MATERIAL FOR THE TASK START

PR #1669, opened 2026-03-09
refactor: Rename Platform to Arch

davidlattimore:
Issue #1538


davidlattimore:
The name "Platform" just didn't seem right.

MATERIAL FOR THE TASK END
MATERIAL FOR THE TASK START

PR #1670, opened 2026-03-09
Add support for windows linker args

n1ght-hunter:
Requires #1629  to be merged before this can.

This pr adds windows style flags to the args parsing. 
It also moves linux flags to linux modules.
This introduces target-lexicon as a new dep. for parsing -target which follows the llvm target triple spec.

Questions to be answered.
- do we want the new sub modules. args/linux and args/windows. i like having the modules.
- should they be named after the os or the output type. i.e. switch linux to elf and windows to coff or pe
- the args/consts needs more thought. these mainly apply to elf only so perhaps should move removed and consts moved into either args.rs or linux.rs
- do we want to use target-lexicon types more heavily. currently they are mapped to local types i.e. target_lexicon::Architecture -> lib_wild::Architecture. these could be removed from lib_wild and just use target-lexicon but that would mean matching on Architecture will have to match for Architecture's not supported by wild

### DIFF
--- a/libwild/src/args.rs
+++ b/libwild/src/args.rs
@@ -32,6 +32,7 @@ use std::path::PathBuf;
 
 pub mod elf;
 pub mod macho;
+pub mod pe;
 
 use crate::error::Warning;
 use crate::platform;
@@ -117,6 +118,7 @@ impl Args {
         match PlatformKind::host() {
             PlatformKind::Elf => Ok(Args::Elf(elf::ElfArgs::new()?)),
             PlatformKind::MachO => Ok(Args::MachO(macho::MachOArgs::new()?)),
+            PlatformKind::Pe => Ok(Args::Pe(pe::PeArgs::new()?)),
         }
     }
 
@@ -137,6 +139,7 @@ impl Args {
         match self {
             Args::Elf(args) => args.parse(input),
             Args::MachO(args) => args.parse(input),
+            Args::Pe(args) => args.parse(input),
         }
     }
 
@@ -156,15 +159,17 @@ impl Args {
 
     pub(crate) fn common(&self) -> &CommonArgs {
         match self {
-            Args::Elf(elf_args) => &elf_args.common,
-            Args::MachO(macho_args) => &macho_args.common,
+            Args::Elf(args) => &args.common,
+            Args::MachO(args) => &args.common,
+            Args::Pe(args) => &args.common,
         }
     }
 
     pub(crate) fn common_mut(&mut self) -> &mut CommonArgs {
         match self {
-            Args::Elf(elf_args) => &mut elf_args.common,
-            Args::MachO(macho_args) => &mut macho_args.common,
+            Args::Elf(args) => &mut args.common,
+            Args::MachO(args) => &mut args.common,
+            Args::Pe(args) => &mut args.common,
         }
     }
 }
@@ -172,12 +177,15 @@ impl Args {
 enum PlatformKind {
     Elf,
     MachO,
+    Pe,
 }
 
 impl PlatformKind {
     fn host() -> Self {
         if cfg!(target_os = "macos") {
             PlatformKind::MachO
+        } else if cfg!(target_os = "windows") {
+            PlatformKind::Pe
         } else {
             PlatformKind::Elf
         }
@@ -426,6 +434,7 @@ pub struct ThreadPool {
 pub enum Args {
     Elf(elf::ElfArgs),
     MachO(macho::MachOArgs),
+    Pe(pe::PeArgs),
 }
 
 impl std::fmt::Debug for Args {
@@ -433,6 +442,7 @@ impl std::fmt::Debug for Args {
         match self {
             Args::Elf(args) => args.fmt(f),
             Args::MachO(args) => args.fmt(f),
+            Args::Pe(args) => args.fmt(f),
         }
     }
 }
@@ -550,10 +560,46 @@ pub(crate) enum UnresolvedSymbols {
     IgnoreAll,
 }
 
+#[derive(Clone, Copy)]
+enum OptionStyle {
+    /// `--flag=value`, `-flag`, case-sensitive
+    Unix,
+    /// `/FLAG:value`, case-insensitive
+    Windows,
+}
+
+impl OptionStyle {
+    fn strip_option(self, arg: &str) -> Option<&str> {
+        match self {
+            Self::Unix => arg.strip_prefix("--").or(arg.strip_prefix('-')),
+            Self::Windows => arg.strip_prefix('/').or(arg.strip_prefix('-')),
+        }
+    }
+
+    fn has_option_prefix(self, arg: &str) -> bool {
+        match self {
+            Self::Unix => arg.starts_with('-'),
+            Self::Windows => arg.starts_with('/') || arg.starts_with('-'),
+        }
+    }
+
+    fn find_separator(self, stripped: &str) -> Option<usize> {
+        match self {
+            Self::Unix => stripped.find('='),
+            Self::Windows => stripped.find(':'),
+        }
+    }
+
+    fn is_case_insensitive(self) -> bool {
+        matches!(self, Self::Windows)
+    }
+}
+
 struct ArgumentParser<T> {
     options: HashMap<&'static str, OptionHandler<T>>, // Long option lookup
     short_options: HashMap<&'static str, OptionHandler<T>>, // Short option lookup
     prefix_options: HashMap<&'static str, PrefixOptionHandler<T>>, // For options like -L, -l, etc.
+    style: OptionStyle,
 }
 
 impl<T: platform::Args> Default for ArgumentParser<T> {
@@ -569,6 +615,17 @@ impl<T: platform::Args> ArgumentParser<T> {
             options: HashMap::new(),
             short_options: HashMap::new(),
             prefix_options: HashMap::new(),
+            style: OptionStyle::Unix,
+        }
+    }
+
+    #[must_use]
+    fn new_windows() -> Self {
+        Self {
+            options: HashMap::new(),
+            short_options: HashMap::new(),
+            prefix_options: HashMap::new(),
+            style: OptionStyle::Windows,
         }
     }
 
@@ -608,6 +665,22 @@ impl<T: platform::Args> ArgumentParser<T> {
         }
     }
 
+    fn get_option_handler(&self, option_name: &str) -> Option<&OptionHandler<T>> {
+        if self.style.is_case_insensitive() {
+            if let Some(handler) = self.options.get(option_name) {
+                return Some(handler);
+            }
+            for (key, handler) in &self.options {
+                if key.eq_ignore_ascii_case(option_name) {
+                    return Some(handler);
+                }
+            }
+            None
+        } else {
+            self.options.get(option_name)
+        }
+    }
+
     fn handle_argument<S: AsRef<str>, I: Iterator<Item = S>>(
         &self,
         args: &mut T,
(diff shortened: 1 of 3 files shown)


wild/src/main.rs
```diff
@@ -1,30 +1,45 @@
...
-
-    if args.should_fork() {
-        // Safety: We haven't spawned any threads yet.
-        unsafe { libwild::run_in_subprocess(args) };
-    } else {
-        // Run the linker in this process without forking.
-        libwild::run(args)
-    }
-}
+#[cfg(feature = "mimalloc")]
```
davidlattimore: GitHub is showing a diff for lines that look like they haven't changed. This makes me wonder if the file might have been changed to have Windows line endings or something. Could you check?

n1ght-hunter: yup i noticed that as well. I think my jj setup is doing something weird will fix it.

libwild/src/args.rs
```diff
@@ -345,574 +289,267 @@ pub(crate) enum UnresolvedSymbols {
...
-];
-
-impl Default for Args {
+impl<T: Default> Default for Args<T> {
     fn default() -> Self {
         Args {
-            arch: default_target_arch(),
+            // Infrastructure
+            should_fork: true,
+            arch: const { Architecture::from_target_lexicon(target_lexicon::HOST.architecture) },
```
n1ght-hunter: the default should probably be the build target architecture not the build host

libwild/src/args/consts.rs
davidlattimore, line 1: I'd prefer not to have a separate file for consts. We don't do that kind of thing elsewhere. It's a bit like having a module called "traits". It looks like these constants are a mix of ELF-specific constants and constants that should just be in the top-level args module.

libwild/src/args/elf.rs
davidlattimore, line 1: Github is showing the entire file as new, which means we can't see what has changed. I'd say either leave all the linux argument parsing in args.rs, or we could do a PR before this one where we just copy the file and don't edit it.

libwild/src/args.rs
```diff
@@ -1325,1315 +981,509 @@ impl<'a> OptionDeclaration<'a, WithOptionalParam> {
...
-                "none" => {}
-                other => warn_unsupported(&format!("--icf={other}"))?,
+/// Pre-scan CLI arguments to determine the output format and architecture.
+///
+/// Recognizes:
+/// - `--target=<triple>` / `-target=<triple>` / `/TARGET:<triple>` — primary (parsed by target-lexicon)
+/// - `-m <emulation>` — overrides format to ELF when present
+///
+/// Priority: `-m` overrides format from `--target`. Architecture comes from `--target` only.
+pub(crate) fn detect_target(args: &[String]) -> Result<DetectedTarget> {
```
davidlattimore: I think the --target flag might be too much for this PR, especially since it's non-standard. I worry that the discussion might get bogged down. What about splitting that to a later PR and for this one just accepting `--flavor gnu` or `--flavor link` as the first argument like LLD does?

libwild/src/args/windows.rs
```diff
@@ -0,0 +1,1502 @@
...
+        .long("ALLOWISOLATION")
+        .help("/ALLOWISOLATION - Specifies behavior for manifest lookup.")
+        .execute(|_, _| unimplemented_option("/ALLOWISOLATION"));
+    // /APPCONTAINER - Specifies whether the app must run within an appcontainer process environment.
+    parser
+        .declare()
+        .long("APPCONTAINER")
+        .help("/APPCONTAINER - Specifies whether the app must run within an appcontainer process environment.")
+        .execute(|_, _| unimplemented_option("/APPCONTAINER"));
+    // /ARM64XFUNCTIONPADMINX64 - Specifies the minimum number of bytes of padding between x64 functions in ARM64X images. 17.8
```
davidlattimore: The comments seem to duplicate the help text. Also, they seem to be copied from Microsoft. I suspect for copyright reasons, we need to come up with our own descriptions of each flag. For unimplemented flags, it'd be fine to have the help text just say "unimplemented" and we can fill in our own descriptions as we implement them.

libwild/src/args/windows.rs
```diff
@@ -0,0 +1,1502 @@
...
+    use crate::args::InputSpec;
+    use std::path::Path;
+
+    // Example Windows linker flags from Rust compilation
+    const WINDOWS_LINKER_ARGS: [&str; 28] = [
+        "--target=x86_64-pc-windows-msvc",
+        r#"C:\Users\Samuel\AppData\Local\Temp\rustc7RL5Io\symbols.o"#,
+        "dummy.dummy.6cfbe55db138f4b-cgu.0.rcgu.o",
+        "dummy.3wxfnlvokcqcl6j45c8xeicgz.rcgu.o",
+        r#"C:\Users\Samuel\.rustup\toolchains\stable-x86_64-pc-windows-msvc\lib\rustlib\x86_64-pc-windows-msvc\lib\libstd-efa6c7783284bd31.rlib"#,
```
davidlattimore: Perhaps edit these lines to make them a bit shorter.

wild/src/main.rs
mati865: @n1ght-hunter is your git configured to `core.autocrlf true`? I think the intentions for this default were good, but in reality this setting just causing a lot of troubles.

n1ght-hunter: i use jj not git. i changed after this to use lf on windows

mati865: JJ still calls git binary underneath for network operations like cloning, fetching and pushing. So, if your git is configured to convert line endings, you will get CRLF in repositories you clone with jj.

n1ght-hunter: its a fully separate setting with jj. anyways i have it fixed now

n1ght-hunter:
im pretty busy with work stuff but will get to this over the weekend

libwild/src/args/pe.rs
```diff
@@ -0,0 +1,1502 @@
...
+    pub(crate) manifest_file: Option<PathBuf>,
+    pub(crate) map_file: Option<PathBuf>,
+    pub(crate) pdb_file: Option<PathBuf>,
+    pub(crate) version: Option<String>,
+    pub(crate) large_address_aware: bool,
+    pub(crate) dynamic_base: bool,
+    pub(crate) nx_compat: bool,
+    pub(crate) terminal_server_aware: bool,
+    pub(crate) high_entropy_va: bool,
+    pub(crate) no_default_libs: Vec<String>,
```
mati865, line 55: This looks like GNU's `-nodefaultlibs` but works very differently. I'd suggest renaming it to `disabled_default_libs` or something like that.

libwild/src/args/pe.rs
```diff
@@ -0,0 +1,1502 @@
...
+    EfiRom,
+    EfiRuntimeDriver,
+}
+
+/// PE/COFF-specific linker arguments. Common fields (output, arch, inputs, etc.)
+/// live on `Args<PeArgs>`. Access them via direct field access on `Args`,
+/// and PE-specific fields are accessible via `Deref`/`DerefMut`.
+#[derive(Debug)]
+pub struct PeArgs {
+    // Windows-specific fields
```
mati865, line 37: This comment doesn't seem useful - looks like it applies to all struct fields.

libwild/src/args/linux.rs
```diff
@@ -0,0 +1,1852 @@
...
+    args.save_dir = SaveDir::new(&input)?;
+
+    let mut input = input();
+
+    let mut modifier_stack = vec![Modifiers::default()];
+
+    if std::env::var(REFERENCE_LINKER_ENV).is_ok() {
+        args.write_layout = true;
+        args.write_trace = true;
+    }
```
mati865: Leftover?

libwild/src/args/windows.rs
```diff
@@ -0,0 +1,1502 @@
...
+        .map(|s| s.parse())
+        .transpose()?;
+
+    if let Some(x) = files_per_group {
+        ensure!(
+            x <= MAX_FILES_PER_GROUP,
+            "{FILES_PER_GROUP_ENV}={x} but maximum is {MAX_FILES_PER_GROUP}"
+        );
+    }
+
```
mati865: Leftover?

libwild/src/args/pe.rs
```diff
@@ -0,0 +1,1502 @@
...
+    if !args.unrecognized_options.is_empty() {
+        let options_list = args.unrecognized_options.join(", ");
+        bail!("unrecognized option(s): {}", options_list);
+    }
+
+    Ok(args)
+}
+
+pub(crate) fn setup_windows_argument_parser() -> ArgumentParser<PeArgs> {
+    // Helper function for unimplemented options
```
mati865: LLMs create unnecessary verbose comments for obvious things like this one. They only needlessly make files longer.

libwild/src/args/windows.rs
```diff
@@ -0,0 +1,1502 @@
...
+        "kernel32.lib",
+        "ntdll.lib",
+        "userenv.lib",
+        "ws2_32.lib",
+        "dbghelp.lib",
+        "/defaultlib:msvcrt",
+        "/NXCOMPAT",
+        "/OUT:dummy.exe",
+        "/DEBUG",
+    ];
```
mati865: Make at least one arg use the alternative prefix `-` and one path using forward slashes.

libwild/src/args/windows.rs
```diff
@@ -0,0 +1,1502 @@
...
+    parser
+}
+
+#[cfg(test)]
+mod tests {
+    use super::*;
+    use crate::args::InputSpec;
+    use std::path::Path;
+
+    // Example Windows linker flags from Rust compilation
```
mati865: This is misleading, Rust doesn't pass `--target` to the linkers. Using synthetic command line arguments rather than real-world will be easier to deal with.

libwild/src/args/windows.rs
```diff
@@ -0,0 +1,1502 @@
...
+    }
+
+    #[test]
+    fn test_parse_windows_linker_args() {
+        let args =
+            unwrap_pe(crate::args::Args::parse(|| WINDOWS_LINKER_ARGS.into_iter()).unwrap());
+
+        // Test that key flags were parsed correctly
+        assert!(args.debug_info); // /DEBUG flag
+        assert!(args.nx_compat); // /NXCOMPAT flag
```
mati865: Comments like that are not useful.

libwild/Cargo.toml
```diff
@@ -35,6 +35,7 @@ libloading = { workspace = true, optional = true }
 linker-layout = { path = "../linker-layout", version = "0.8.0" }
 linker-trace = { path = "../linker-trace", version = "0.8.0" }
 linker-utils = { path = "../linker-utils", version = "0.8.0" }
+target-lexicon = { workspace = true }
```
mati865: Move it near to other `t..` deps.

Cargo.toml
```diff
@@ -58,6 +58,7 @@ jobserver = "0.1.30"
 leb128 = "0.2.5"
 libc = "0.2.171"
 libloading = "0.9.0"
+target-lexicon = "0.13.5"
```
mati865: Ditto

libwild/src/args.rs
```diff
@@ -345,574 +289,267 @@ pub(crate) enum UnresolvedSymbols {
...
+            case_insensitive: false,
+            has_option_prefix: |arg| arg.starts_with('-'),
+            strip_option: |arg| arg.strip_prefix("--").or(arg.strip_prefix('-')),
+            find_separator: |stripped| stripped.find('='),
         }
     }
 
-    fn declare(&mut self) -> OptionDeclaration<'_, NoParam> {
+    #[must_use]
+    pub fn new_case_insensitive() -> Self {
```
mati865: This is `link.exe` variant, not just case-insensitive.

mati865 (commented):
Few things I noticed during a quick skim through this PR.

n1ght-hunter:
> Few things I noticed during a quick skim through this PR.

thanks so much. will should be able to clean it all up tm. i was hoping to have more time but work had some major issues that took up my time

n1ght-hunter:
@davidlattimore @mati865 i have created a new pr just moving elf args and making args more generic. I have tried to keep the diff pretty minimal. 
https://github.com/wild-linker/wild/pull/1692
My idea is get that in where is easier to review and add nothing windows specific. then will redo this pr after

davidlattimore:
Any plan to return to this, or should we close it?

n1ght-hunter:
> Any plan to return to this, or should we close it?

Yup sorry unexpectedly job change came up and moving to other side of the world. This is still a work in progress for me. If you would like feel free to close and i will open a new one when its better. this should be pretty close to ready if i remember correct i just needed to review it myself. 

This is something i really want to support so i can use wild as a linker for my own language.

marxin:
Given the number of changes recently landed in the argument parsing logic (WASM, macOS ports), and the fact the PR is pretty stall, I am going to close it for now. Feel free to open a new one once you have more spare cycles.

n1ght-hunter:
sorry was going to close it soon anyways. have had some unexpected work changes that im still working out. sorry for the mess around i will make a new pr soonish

MATERIAL FOR THE TASK END

▶ **PROBLEM REQUIREMENTS**
Among the entries, how many lines hold the word "changes"? Please answer with only that number.

▶ **SOLUTION FOR THIS PROBLEM**
2